#### EXERCISE BRIEF:
Each line below with the word "pass" needs to be copied.

-- DATA follows --

PR #421, opened 2026-08-13
fix: refuse a confusable mention at admission, not at arbitration (#416)

### LINKED ISSUE #416: A confusable mention can be admitted as a route: interception closes at upsert, not at arbitration
Split from the #414 re-read.

#414 makes `@Mesnil` carry to both `Mesnil` and `Meſnil` (U+017F). That fixes the mute and the order dependence — the legitimate agent is no longer displaced. It does not close interception: an agent that chooses `Meſnil` as its `display_name` still receives every message addressed to `Mesnil`. What changed is that it no longer receives them exclusively.

That is the right call at the arbitration layer. Arbitration cannot tell an impostor from a legitimate namesake, and refusing a carry on suspicion would mute real agents. The check belongs at **admission**: refuse, or at minimum warn on, a task-route upsert whose mention is confusable with an existing route in the same channel bound to a **different** participant.

The reachable chain is short, which is why this is worth doing rather than noting. The console instructs the operator to paste the display name exactly as it appears in channel, so the operator does not need to be fooled by the glyph — they only need to copy it.

## The shortcut does not work — checked, not assumed

NFKC-folding `taskRouteMentionKey` collapses the pair in the row dedup inside `taskRouteMentionArbitrate`, so `arb()` reports one route. **Delivery is unchanged.** `scanReturnLane` tests `namedHere.has(taskRouteMentionKey(r.mention))`, so both routes resolve to the surviving key and both still carry:

```
NFKC key applied to both copies
@Mesnil please look at this.  -> Mesnil, Meſnil
```

So a key change alters what the arbitration function reports without altering who receives the message — worse than no change, because it makes the test output look like a delivery fix. This needs an explicit refusal at upsert.

## Open questions for whoever takes it

- Which confusability relation. NFKC is the obvious candidate; the Unicode confusables set (UTS #39) is wider and catches Cyrillic/Latin homoglyphs that NFKC does not.
- Refuse or warn. Refusing is safer; warning avoids blocking a legitimate namesake in a community that has two people with similar names. The console error line is the product either way — see `taskRouteMentionProblem`, where the reason is the thing the operator acts on.
- Scope. Same channel, different participant, is the minimum. Whether it should also cover `return_lane` entries is a separate question.

JAFairweather:
Closes #416.

#414 made `@Mesnil` carry to a long-s twin as well. That fixed the mute and the order dependence, and left interception open: the twin still receives everything addressed to the real name, just no longer exclusively.

Arbitration cannot close it. It cannot tell an impostor from a legitimate namesake, and refusing a carry on suspicion mutes real agents. So the refusal is at **upsert**, in `applyTaskRouteCommand`, before a lookalike becomes a route at all.

## Two guards, two layers

**Script mixing, in the grammar.** A mention that mixes Latin with Cyrillic or Greek letters is refused. No normalisation catches that pair, because they are genuinely different letters, and nobody types it by accident. Only those three scripts, and only in combination with each other — a name in Japanese, Arabic or Hebrew is a name, and refusing it would be this guard mistaking "foreign" for "hostile". That direction is asserted, not assumed: wholly-Cyrillic, wholly-Greek and Katakana names are in the ACCEPT table.

**A confusability skeleton, at admission.** `taskRouteMentionConflict` refuses an upsert whose NFKD-strip-marks-NFKC skeleton matches an existing route in the same channel bound to a **different** participant. That folds the long s, the fi ligature, fullwidth text and stripped accents.

## The two judgement calls

**The skeleton is deliberately not `taskRouteMentionKey`.** #416 measured what happens if you widen the comparison key instead: the row dedup inside `taskRouteMentionArbitrate` collapses the pair, `arb()` reports one route — and `scanReturnLane` still carries to both, because it tests membership on the same folded key. Delivery unchanged, test output reading like a delivery fix. The key answers "is this the same route" and must stay exactly as tight as the matcher's `i` flag. The skeleton answers "would the operator see these as the same name", and nothing routes on it.

**An identical mention for a second agent is still allowed.** The operator typed the same name twice; that is a fan-out they can see. A lookalike is the thing they cannot see, and that is the line here. Refusing identical mentions too would have broken a config nobody complained about.

## What this does not close

A name written **wholly** in another script that happens to look Latin. No normalisation folds a Cyrillic `s` onto a Latin `s`, and the script rule does not fire because nothing is mixed. Closing it needs the UTS #39 confusables table. That gap is asserted in the suite rather than described, so it cannot quietly be assumed shut — the pair of assertions is "the skeleton does NOT fold this" plus "the grammar is what refuses the mixed form".

Manual `return_lane` entries are not consulted. They are unmanaged config, edited by hand, and #416 leaves them as a separate question.

The console form is not changed. It signs a command the bridge validates, so a pre-flight check there would be a convenience, not the enforcement point; the bridge's reason is what reaches the operator either way.

## Evidence

83 suites, exit 0. `task_route_mention` 170 assertions (33 new), `control_state` 8 new.

**Negative control.** With the conflict check stubbed to `null` and the script rule short-circuited to `false`:

```
task_route_mention   151 ok, 19 FAIL      (was 170 ok, 0 FAIL)
control_state          5 FAIL
```

Every failure is a refusal assertion, the console-copy join, or the config-cleanup assertion that cascades from routes no longer being refused. **Not one acceptance assertion moved** — the ACCEPT table, the boundary table and the end-to-end carry all stayed green under the neutered guard. That is what separates "refuses the dangerous thing" from "refuses everything", which is the shape that shipped a live outage here on 2026-08-01.

Every confusable fixture is written as a `\uXXXX` escape, and for a reason that is not the usual one: these characters are perfectly visible, and that is the problem. The whole attack is that the two spellings are one picture, so a literal would be a fixture no reviewer could check by reading it. Verified by grep that no fixture line carries a non-ASCII literal.

## Review

@My Dude — two places to push.

**The script rule is in the grammar, so it applies to every mention, not only to one that collides with an existing route.** A legitimate name that mixes Latin and Greek — a transliteration, a stylised handle — is now refused outright. I think that is right, because the cost of a false refusal is an error message the operator reads and works around, while the cost of a false accept is silent misdelivery. It is still a widening of what the form rejects, and it is worth a second opinion.

**The identical-mention carve-out.** Two agents may still share an exact name in one channel, and both will carry. I left it deliberately, argued above. If you read that as the same defect wearing a different hat, say so — it is a one-line change to close, and a config change to un-break afterwards.

### DIFF
--- a/console/task-route-mention.mjs
+++ b/console/task-route-mention.mjs
@@ -34,18 +34,18 @@ const STARTS_WELL = /^[\p{L}\p{N}]/u
 
 const codepoint = ch => `U+${ch.codePointAt(0).toString(16).toUpperCase().padStart(4, '0')}`
 
-// SCRIPT MIXING (#416). Latin, Cyrillic and Greek share glyphs: `а` U+0430 and `a` U+0061 are one
-// shape in every font an operator will ever read the console in. A name written half in one and
-// half in another is not a name, it is a disguise — nobody types `Меsnil` by accident, and no
-// normalisation catches it, because the two letters are genuinely different letters.
+// NO SCRIPT-MIXING RULE HERE, and that is a decision, not an omission (#416, #426).
 //
-// Refused here rather than at the conflict check below because it does not need a second route to
-// compare against: a mention that lies about which letters it contains is unusable on its own.
-// Only these three are named, and only in combination with each other — a name in Japanese, Arabic
-// or Hebrew is a name, and refusing it would be this guard mistaking "foreign" for "hostile".
-const HAS_LATIN = /\p{Script=Latin}/u
-const HAS_CYRILLIC = /\p{Script=Cyrillic}/u
-const HAS_GREEK = /\p{Script=Greek}/u
+// One was written and removed under review. Refusing a mention that mixes Latin with Cyrillic or
+// Greek sounds like the obvious hardening and prevents nothing: cross-script never folds in the
+// matcher, so `@Max` in a body cannot reach a route spelled `Мах` — the only spelling that DOES
+// intercept is one the skeleton below already refuses. What the rule caught instead was
+// `Nikos Παπάς`, `Σigma bot` and `Дenis`, and it caught them in the function that re-validates
+// deployed config, so a name that routed yesterday would have stopped routing on merge.
+//
+// It cannot be moved to the conflict check either: that compares skeletons, and no normalisation
+// folds Cyrillic onto Latin, so the rule would never fire there. The remaining case — a human
+// pasting `@Мах` at a route named `Max` — is a compose-time hazard, not interception, and is #426.
 
 // null when the value is a usable mention, otherwise the reason — and the reason is the product.
 // `!ok` cannot tell a correct refusal from a correct refusal with a misleading message, and this
@@ -64,9 +64,6 @@ export function taskRouteMentionProblem(value) {
   if (!STARTS_WELL.test(raw)) return 'mention must start with a letter or number'
   if (raw.includes('  ')) return 'mention must separate words with a single space'
   if (RESERVED.has(raw.toLowerCase())) return `@${raw} is a broadcast at-word, not an agent`
-  if (HAS_LATIN.test(raw) && (HAS_CYRILLIC.test(raw) || HAS_GREEK.test(raw))) {
-    return `@${raw} mixes Latin with Cyrillic or Greek letters — those scripts share glyphs, so the name is not the one it appears to be`
-  }
   return null
 }
 
@@ -93,9 +90,13 @@ export const taskRouteMentionKey = value => String(value == null ? '' : value).t
 //
 // NFKD, drop the combining marks, back to NFKC: that folds `Meſnil` (U+017F long s), `ﬁnn` (the fi
 // ligature), fullwidth `ＭＣ` and `Mésnil` onto their plain forms. It does NOT fold a Cyrillic `ѕ`
-// onto a Latin `s` — no normalisation does, they are different letters. That case is refused one
-// layer up by the script-mixing rule, and the residual gap is a name written WHOLLY in another
-// script that happens to look Latin. Closing that needs the UTS #39 confusables table.
+// onto a Latin `s` — no normalisation does, they are different letters.
+//
+// That is complete against interception, and the completeness was measured rather than argued: a
+// sweep of U+0020–U+10FFFF found ZERO characters that the matcher folds onto an ASCII letter but
+// this skeleton does not fold the same way (#421 review). A lookalike the matcher can be fooled by
+// is a lookalike this refuses. What is left over is a name written in another script that an
+// operator might mis-type — a compose-time hazard, not a delivery one, tracked as #426.
 export function taskRouteMentionSkeleton(value) {
   return String(value == null ? '' : value)
     .replace(/^@/, '')
@@ -115,10 +116,13 @@ export function taskRouteMentionSkeleton(value) {
 // the interception in #416:
 //
 //   - SAME participant, lookalike spelling — that is the agent renaming itself. Not interception.
-//   - IDENTICAL mention, different participant — deliberately still allowed. The operator typed the
-//     same name twice; that is a fan-out they can see, and refusing it would break a config nobody
-//     complained about. A LOOKALIKE is the thing an operator cannot see, which is the whole reason
-//     the check exists. Refusing only what the eye cannot separate is the line here.
+//   - IDENTICAL mention, different participant — deliberately still allowed, and it IS interception:
+//     a second `Max` takes a share of every `@Max`. It stays allowed because of who authored the
+//     name, not because anyone can see it. Two identical rows in a rendered route list are no more
+//     distinguishable than `Max` and `Мах`. The difference is that upsert is approver-signed and
+//     participant-admitted, so a duplicate requires an approver to type a name they already know —
+//     which is exactly the knowledge a lookalike denies them. Authorship at typing time is the line,
+//     not visibility at reading time (#421 review).
 //
 // Manual `return_lane` entries are not consulted: they are unmanaged config, edited by hand and by
 // definition not going through this path (#416 leaves that as a separate question).
--- a/console/task-route-mention.mjs
+++ b/console/task-route-mention.mjs
@@ -34,6 +34,19 @@ const STARTS_WELL = /^[\p{L}\p{N}]/u
 
 const codepoint = ch => `U+${ch.codePointAt(0).toString(16).toUpperCase().padStart(4, '0')}`
 
+// SCRIPT MIXING (#416). Latin, Cyrillic and Greek share glyphs: `а` U+0430 and `a` U+0061 are one
+// shape in every font an operator will ever read the console in. A name written half in one and
+// half in another is not a name, it is a disguise — nobody types `Меsnil` by accident, and no
+// normalisation catches it, because the two letters are genuinely different letters.
+//
+// Refused here rather than at the conflict check below because it does not need a second route to
+// compare against: a mention that lies about which letters it contains is unusable on its own.
+// Only these three are named, and only in combination with each other — a name in Japanese, Arabic
+// or Hebrew is a name, and refusing it would be this guard mistaking "foreign" for "hostile".
+const HAS_LATIN = /\p{Script=Latin}/u
+const HAS_CYRILLIC = /\p{Script=Cyrillic}/u
+const HAS_GREEK = /\p{Script=Greek}/u
+
 // null when the value is a usable mention, otherwise the reason — and the reason is the product.
 // `!ok` cannot tell a correct refusal from a correct refusal with a misleading message, and this
 // message is the entire content of the console's error line. An invisible character in particular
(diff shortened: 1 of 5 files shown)


JAFairweather:
## Review — the skeleton guard is right and provably complete. Move the script rule before merging.

All **83 suites run individually** at `ec8416bb`: 82 pass. `install_state` fails identically on `origin/main` on this machine — my box, not the branch.

## The skeleton guard closes #416 exhaustively, which is more than the PR claims

I swept every codepoint U+0020–U+10FFFF for a character that the **matcher** folds onto an ASCII letter but the **skeleton** does not fold the same way. Each one would be an interception this guard misses.

```
characters the matcher folds onto an ASCII letter but the skeleton does not: 0
```

There is no such character. Restricted to mentions the grammar admits, `taskRouteMentionConflict` catches every lookalike the matcher can actually be fooled by. Control, through the real predicate:

```
admission of "Meſnil" against a routed "Mesnil" : REFUSED
had it been admitted, "@Mesnil" would reach     : real Mesnil + IMPOSTOR
```

That is #416, closed. The two-questions split in the comment at line 100 is the right call and the sweep is the evidence for it.

## 1. The script rule refuses every mixed-script mention, and prevents zero interceptions

Cross-script never folds in the matcher — that is what the sweep says, and directly:

```
body "@Max"     route "Мах"     -> no match
body "@Mesnil"  route "Меsnil"  -> no match
body "@Mesnil"  route "Meſnil"  -> INTERCEPTS   (and is refused at admission)
```

The only pair that intercepts is the one the skeleton already catches. The script rule buys nothing at delivery. What it costs:

```
"Nikos Παπάς"   REFUSED        "René Descartes"  accepted
"Σigma bot"     REFUSED        "トヨタ bot"        accepted
"pi π calculus" REFUSED        "אבג bot"          accepted
"Дenis"         REFUSED        "مرحبا bot"        accepted
```

Greek and Cyrillic personal names are names. The comment defending the Japanese/Arabic/Hebrew exemption says refusing them would be the guard "mistaking foreign for hostile" — that reasoning does not stop at three scripts, and `Nikos Παπάς` is the case it does not survive.

**And unlike the conflict check, the script rule is retroactive.** `bridge.mjs:328` re-validates every configured route through `taskRouteMentionProblem` at boot, and merging deploys and restarts the lane:

```
a route already in public.task_routes, at the next restart:
  @MC Claude      still routes
  @Nikos Παπάς    DROPPED by this PR
  @Σigma bot      DROPPED by this PR
  @Дenis          DROPPED by this PR
  @My Dude        still routes
  @Mésnil         still routes
```

Named at boot with its reason, so not silent — line 326 earns itself here. But a name that routed yesterday stops routing on merge, with no migration step. The conflict check cannot do this, because it only runs on upsert. Putting a name-refusing rule in the function that re-validates deployed config is what makes it retroactive.

## 2. Identical names — the decision is right, the justification is not

It is real interception, not a benign fan-out. Checked, not assumed:

```
admission of a 2nd "Max" for a different participant : ADMITTED
"@Max ship it" reaches                                : real Max + IMPOSTOR
```

Keep allowing it anyway. The reason that holds is the one not in the comment: upsert is approver-signed (`2902`) and participant-admitted (`2915`), so a second `Max` requires an approver to type a name they authored. That is exactly the knowledge they cannot have about a lookalike, and it is a sharper line than the one drawn.

Drop "a fan-out they can see." In a rendered route list two identical `Max` rows are exactly as indistinguishable as `Max` and `Мах` — more so, if anything. What separates the cases is authorship at typing time, not visibility at reading time, and the next reader will act on the version that says the operator can see it.

## The residual is narrower than the comment says — UTS #39 is not needed for it

`Мах` (U+041C U+0430 U+0445) clears the grammar and the skeleton and is admitted alongside `Max`. But it cannot take a message addressed to `Max`:

```
"@Max ship it"           -> real Max only
"@Мах ship it" (pasted)  -> IMPOSTOR only
```

It only catches a human who pastes the Cyrillic form. That is a compose-time hazard, the same class the script rule addresses — not the interception #416 was filed for. Worth an issue, not the confusables table.

## Recommendation

Move the script rule out of `taskRouteMentionProblem` and into `taskRouteMentionConflict`: refuse a mixed-script name only when it collides with an existing route in that channel. That removes the false positives, makes the rule non-retroactive, and treats `Дenis` and `Мах` the same way — each admitted alone, each refused against a lookalike. The skeleton guard needs no change.

## Mutations

Five, each anchor-asserted, both copies mutated, both files restored byte-identical. All five caught:

| mutation | task_route_mention | control_state |
|---|---|---|
| script rule never fires | 14 FAIL | 2 FAIL |
| conflict check always returns null | 4 FAIL | 4 FAIL |
| skeleton reduced to a bare lowercase | 6 FAIL | 4 FAIL |
| conflict ignores the participant scope | 2 FAIL | 1 FAIL |
| conflict ignores the channel scope | 2 FAIL | 1 FAIL |

The last two are the ones I expected to be missing, because they are the false-positive direction — an agent renaming itself, and a lookalike in a different channel. Both caught. The parity join is the strongest part of the suite: byte-identity, a size floor, a real import, and same-verdict-**and**-same-reason across the corpus. (`the copy exports the same surface` still lists only the four original exports; byte-identity covers the three new ones, so that is cosmetic.)

**Not proven:** whether any deployed route mixes scripts. I cannot read production config — before merging, that is one grep of `public.task_routes`, and it decides whether the retroactive drop is theoretical or live. No live carry either, as always.

Note for sequencing: #414 is still open and edits this same module, and the comment at `2916` cites its behaviour. Whichever lands second wants a re-read, not just a rebase.

Reviewed at `ec8416bbfb14a9044352b066aff9944c6ab7c024`, against `origin/main` `0efe7cd1`.

JAFairweather:
Script rule removed, both comments corrected, residual filed as #426. Pushed as `2db206c4`.

## The script rule

You are right and the evidence is yours: it prevents zero interceptions and refuses real names, in
the function that re-validates deployed config. That last part is the one I did not see — I put a
name-refusing rule in `taskRouteMentionProblem` without noticing it runs at boot against rows that
already route.

**One correction to the recommendation, and it changes the fix.** It cannot move into
`taskRouteMentionConflict`. That check compares skeletons, and the skeleton does not fold Cyrillic
onto Latin:

```
"Max"    vs "Мах"    same skeleton? false
"Denis"  vs "Дenis"  same skeleton? false
"Mesnil" vs "Meſnil" same skeleton? true
```

A mixed-script name therefore never collides there, so the moved rule would never fire — a guard
that reads like protection and is dead. Making it fire needs a Cyrillic-to-Latin homoglyph map,
which is the confusables table you argued is not needed here, and I agree it is not.

So: deleted, not moved. `Дenis` and `Мах` are treated the same way — both admitted, neither able to
intercept — which is the outcome you asked for, reached by removing the rule rather than relocating
it.

## What replaces the four refusal fixtures

They now assert the property that makes admitting them safe, both directions:

```
a cross-script lookalike is a legal NAME: "Meſnil" / "Аpple" / "Dennisа" / "Μy Dude"
  …the skeleton does NOT fold it
  …it is admitted beside its twin rather than refused
  …a body addressed to the Latin name does NOT reach it
  …while the Latin name itself still carries
```

That last pair is there because a matcher reaching *neither* would satisfy a one-sided assertion.

## The identical-name comment

Rewritten to your version. It says it is real interception, drops "a fan-out they can see", and
gives the reason that holds: upsert is approver-signed and participant-admitted, so a duplicate
requires an approver to type a name they already know — the knowledge a lookalike denies them.
Authorship at typing time, not visibility at reading time.

## Evidence

83 suites, exit 0. Negative control on what remains — `taskRouteMentionConflict` forced to return
`null`, both copies, restored byte-identical:

```
task_route_mention   3 FAIL   the long-s refusal, and both halves of its reason
control_state        4 FAIL   the fullwidth refusal, its reason, "nothing was written",
                              and the config-returns-clean assertion
```

**Stated rather than counted:** the four new TWINS assertions stay green under that mutation,
because three of the five per-twin checks assert an admitted route and an empty conflict, which is
what a dead guard produces. They are worth having — they are what would catch a guard that refuses
everything — but they prove nothing about this mutation.

## Your open question

> before merging, that is one grep of `public.task_routes`

Moot now. Nothing is refused retroactively, so no deployed route can stop routing on this merge.

@Dennis — #426 has the three options for the compose-time residual and a note that they all act on
the approver while the hazard belongs to the person composing the message. Your call whether that is
worth building at all.

JAFairweather:
**Re-read at `2db206c4` (My Dude). Approve.** The script rule is gone, the residual is filed as #426, and the removal's justification holds when exercised rather than read.

Removing a guard needs the stronger proof, so I checked the load-bearing claim — that cross-script never folds, so nothing was opened by dropping it:

```
key(Max)      = "max"      skel(Max)     = "max"
key(Cyr Мах)  = "мах"      skel(Cyr Мах) = "мах"
keys equal?    false       skels equal?   false
```

Neither the matcher key nor the skeleton folds Cyrillic onto Latin, so `@Max` in a body cannot reach a route spelled `Мах`. No interception path exists for the rule to have been closing. And the three names it was actually refusing now pass:

```
prob(Nikos Παπάς) = null
prob(Σigma bot)   = null
prob(Дenis)       = null
```

That is the defect I raised: a rule in the function that re-validates deployed config, refusing names that route today. Removing it is the right call over relocating it, and the comment explaining *why there is no rule here* is worth more than the rule was — it stops the next reader re-adding it.

Also confirmed the two copies did not drift: `src/task_route_mention.mjs` and `console/task-route-mention.mjs` differ only in their header comments, byte-identical from the first `export` down, which is what `tests/task_route_mention.mjs` asserts. #426 is open and states the compose-time hazard accurately.

Nothing further from me.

-- DATA concluded --

#### RESPONSE:
All **83 suites run individually** at `ec8416bb`: 82 pass. `install_state` fails identically on `origin/main` on this machine — my box, not the branch.
Neither the matcher key nor the skeleton folds Cyrillic onto Latin, so `@Max` in a body cannot reach a route spelled `Мах`. No interception path exists for the rule to have been closing. And the three names it was actually refusing now pass:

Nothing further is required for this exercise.